Open Source

IBM's Granite Embedding R2 delivers best sub-100M multilingual retrieval with 32K context

Two new Apache 2.0 models beat every open sub-100M multilingual embedder on MTEB.

Deep Dive

IBM's Granite Embedding Multilingual R2 release tackles the trade-off between language coverage and model size. The new family includes two Apache 2.0 models: a compact 97M-parameter model with 384-dimensional embeddings and a full-size 311M-parameter model with 768-dimensional embeddings plus Matryoshka support. Both are built on ModernBERT and handle context lengths up to 32,768 tokens – a 64x increase over their R1 predecessors. They cover 200+ languages, with explicit retrieval training for 52 languages and code retrieval across Python, Go, Java, and six other languages. The models ship with ONNX and OpenVINO weights for CPU-optimized inference.

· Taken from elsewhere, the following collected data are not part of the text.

PR #8811, opened 2023-08-09
Create new resource front-door-policy to list FrontDoor WAF policies

CBrothersCloud:
Added resource front-door-policy.py to get a list frontdoorWebApplicationFirewalPolicies on a subscription to be able to check the policy rules.


kapilt (approved):
lgtm, thanks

On the MTEB Multilingual Retrieval benchmark, the 97M model scores 60.3 – the best result for any open sub-100M multilingual embedding model. The 311M model scores 65.2, ranking second among open models under 500M parameters. Both can be used as drop-in replacements in popular frameworks like LangChain, LlamaIndex, Haystack, and Milvus with a simple one-line model name change. IBM intentionally avoided using MS-MARCO training data, instead curating a mix of IBM-owned, public, and synthetic datasets with strict quality and governance filters, making the models enterprise-ready with reduced commercial risk.

Key Points
  • 97M model scores 60.3 on MTEB Multilingual Retrieval – best among all open sub-100M models.
  • 311M model scores 65.2, ranking #2 under 500M parameters, with Matryoshka dimension support.
  • Both models support 200+ languages, 32K-token context (64x predecessor), and code retrieval for 9 programming languages.

Why It Matters

Enterprise teams can now deploy a fast, open multilingual embedding model for RAG without sacrificing language coverage or commercial licensing.